Issue #681, opened 2019-11-13
Incorporate API compatibility checks into CI


joelanford:
When reviewing PRs and deciding on a release version, it would be helpful to know if branches of `controller-runtime` contain any breaking changes:

- For PRs: the diff between `master` and the PR branch
- For releases: the diff between the previous semver release tag and `master`

For the recent bumps for Kubernetes [1.15](https://github.com/kubernetes-sigs/controller-runtime/pull/599#issuecomment-538556926) and [1.16](https://github.com/kubernetes-sigs/controller-runtime/pull/618#issuecomment-540450049), we used a tool I wrote ([go-apidiff](https://github.com/joelanford/go-apidiff)) based on Go's experimental [apidiff](https://github.com/golang/exp/tree/master/apidiff) package that checks:
- The backwards compatibility of controller-runtime itself.
- The backwards compatibility of controller-runtime's dependency changes.

In it's current state, the tool is still a proof-of-concept and probably needs improvements. I haven't had a ton of time to keep up with this, so I'm opening this up to the community to ask for help improving it, finding/fixing bugs, and to potentially incorporate it into controller-runtime's CI to give reviewers a signal of breaking public API changes.

joelanford:
From @vincepri:

> We're adding go-apidiff prow job in cluster api, we should do the same in controller-runtime at some point https://github.com/kubernetes-sigs/cluster-api/pull/2923

We can use this as an example for incorporating into controller-runtime. Thanks @vincepri!

alexeldeib:
I was looking at this yesterday, missed the open issue. If no one has taken it I can. 

/assign

PR #836, opened 2020-03-03
🏃 Bump dependencies for Kubernetes v1.18.0

### LINKED ISSUE #874: Update to v0.18 Kubernetes dependencies
Currently we are depending on 1.17.2 libraries. With 1.18, there are a lot of breaking changes in client-go that will block people from upgrading to newer client-go versions. It would be useful if this library is updated once 1.18 is officially published.

munnerz:
This PR bumps k8s.io dependencies to v0.18.0-rc.1.

The typed clientsets were changes in 1.18 to include a `context` field and to consistently use `UpdateOptions` and `CreateOptions` throughout the generated clients.

I've had to update a fair bit of test code for this, but it doesn't appear to have changed any user facing interfaces 😄 🎉

This is required in order for a downstream project to depend on v1.18.X dependencies as well as controller-runtime.

We may want to hold this until v1.18.0 final is released, but perhaps it's acceptable to get it into the master branch ahead of the next controller-runtime release.

/kind cleanup
/cc @DirectXMan12 @tamalsaha 

Fixes #874


vincepri:
/hold 

for community discussion

munnerz:
@vincepri is this to be discussed at a community meeting?

pkg/cache/internal/informers_map.go
```diff
@@ -245,20 +245,23 @@ func createStructuredListWatch(gvk schema.GroupVersionKind, ip *specificInformer
...
+	// TODO: the functions that make use of this ListWatch should be adapted to
+	//  pass in their own contexts instead of relying on this fixed one here.
+	ctx := context.TODO()
 	// Create a new ListWatch for the obj
 	return &cache.ListWatch{
 		ListFunc: func(opts metav1.ListOptions) (runtime.Object, error) {
 			res := listObj.DeepCopyObject()
 			isNamespaceScoped := ip.namespace != "" && mapping.Scope.Name() != meta.RESTScopeNameRoot
-			err := client.Get().NamespaceIfScoped(ip.namespace, isNamespaceScoped).Resource(mapping.Resource.Resource).VersionedParams(&opts, ip.paramCodec).Do().Into(res)
+			err := client.Get().NamespaceIfScoped(ip.namespace, isNamespaceScoped).Resource(mapping.Resource.Resource).VersionedParams(&opts, ip.paramCodec).Do(ctx).Into(res)
```
munnerz: Since this area of code didn't pass a context at all in the past, this is a net-zero change in behaviour 😄

pkg/internal/testing/integration/internal/integration_tests/integration_test.go
```diff
@@ -19,6 +20,7 @@ import (
 
 var _ = Describe("The Testing Framework", func() {
 	var controlPlane *integration.ControlPlane
+	ctx := context.TODO()
```
munnerz: I opted to initially introduce contexts into test code in the most naive way possible, denoting it with `context.TODO()` so go linting tools can flag this as needing doing and it won't be forgotten.

pkg/recorder/example_test.go
```diff
@@ -48,13 +45,3 @@ func Example_eventf() {
 	recorder.Eventf(somePod, corev1.EventTypeNormal,
 		"DislikesCheese", "Not even %s?", mildCheese)
 }
-
-func Example_pastEventf() {
-	// recorderProvider is a recorder.Provider
-	recorder := recorderProvider.GetEventRecorderFor("my-controller")
-
-	// emit a backdated event (potentially with variable message)
-	recorder.PastEventf(somePod, metav1.Time{Time: time.Now().Add(-5 * time.Minute)},
```
munnerz: PastEventf seems to have been removed from the recorder interface

vincepri:
@munnerz Yeah, at the next scheduled community meeting. Does that sound good to you?

munnerz:
👋 unfortunately I had a scheduling conflict for the last meeting - it looks like the next one is April 8th?

Given the 1.18 release is imminent, can we begin discussion on the concerns around this PR here so we have something concrete to discuss/to attempt to asynchronously resolve this?

From an 'exposed interfaces' PoV, this PR does not introduce any breaking changes to controller-runtime's own interfaces/structures. Is there a specific concern you have in mind? We've previously bumped the `k8s.io/*` dependencies in controller-runtime without too much concern, and though this one does involve some further reaching changes (adding `context.Context` to typed clients), controller-runtime users utilise `client.Client` which means they will be largely unaffected (and `client-go`'s own versioning shenanigans are IMO 'out of scope' for controller-runtime to handle (as there's not really anything controller-runtime _can_ do!))

I'll get this PR rebased anyway so we have something 'current' to discuss :)

liggitt:
> Given the 1.18 release is imminent, can we begin discussion on the concerns around this PR here so we have something concrete to discuss/to attempt to asynchronously resolve this?

Agree. controller-runtime is a transitive dependency of many projects, so getting it onto v1.18 libraries is important.

vincepri:
we can open master to v0.6.0 and merge this in

aledbf:
Any update on this?

liggitt:
I expect this will be updated after v0.18.0 tags are pushed

munnerz:
Once the v0.18.0 tags are available in the respective repositories I'll update both this and https://github.com/kubernetes-sigs/controller-tools/pull/424 😄

munnerz:
I've updated this PR to use the `v0.18.0` tags now that they have been released. I think this should be good to go now (assuming it passes CI!) 😄 

/assign @vincepri

vincepri:
@munnerz if we haven't already, we should run the breaking change checker so we can put them in releases

munnerz:
I’ve not run that, no - could you provider a pointer to it and I’ll post the results here? 😄

alexeldeib:
I think it's https://github.com/joelanford/go-apidiff

ref also: https://github.com/kubernetes-sigs/controller-runtime/issues/681

howardjohn:
```
$ go-apidiff v0.5.2 fetch-836

sigs.k8s.io/controller-runtime/pkg/leaderelection/fake
  Incompatible changes:
  - (*ResourceLock).Create: changed from func(k8s.io/client-go/tools/leaderelection/resourcelock.LeaderElectionRecord) error to func(context.Context, k8s.io/client-go/tools/leaderelection/resourcelock.LeaderElectionRecord) error
  - (*ResourceLock).Get: changed from func() (*k8s.io/client-go/tools/leaderelection/resourcelock.LeaderElectionRecord, []byte, error) to func(context.Context) (*k8s.io/client-go/tools/leaderelection/resourcelock.LeaderElectionRecord, []byte, error)
  - (*ResourceLock).Update: changed from func(k8s.io/client-go/tools/leaderelection/resourcelock.LeaderElectionRecord) error to func(context.Context, k8s.io/client-go/tools/leaderelection/resourcelock.LeaderElectionRecord) error

```

pkg/cache/internal/informers_map.go
alvaroaleman: It feels like this is something we should fix, now that we do a breaking release anyways. From a quick look this seems to not be a super trivial change.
------------------------------------
▶ **EXERCISE DETAILS**
Filter the listing for the word "paramCodec" and copy each line that has it.

▶ **SOLUTION TO THIS TASK**
-			err := client.Get().NamespaceIfScoped(ip.namespace, isNamespaceScoped).Resource(mapping.Resource.Resource).VersionedParams(&opts, ip.paramCodec).Do().Into(res)
+			err := client.Get().NamespaceIfScoped(ip.namespace, isNamespaceScoped).Resource(mapping.Resource.Resource).VersionedParams(&opts, ip.paramCodec).Do(ctx).Into(res)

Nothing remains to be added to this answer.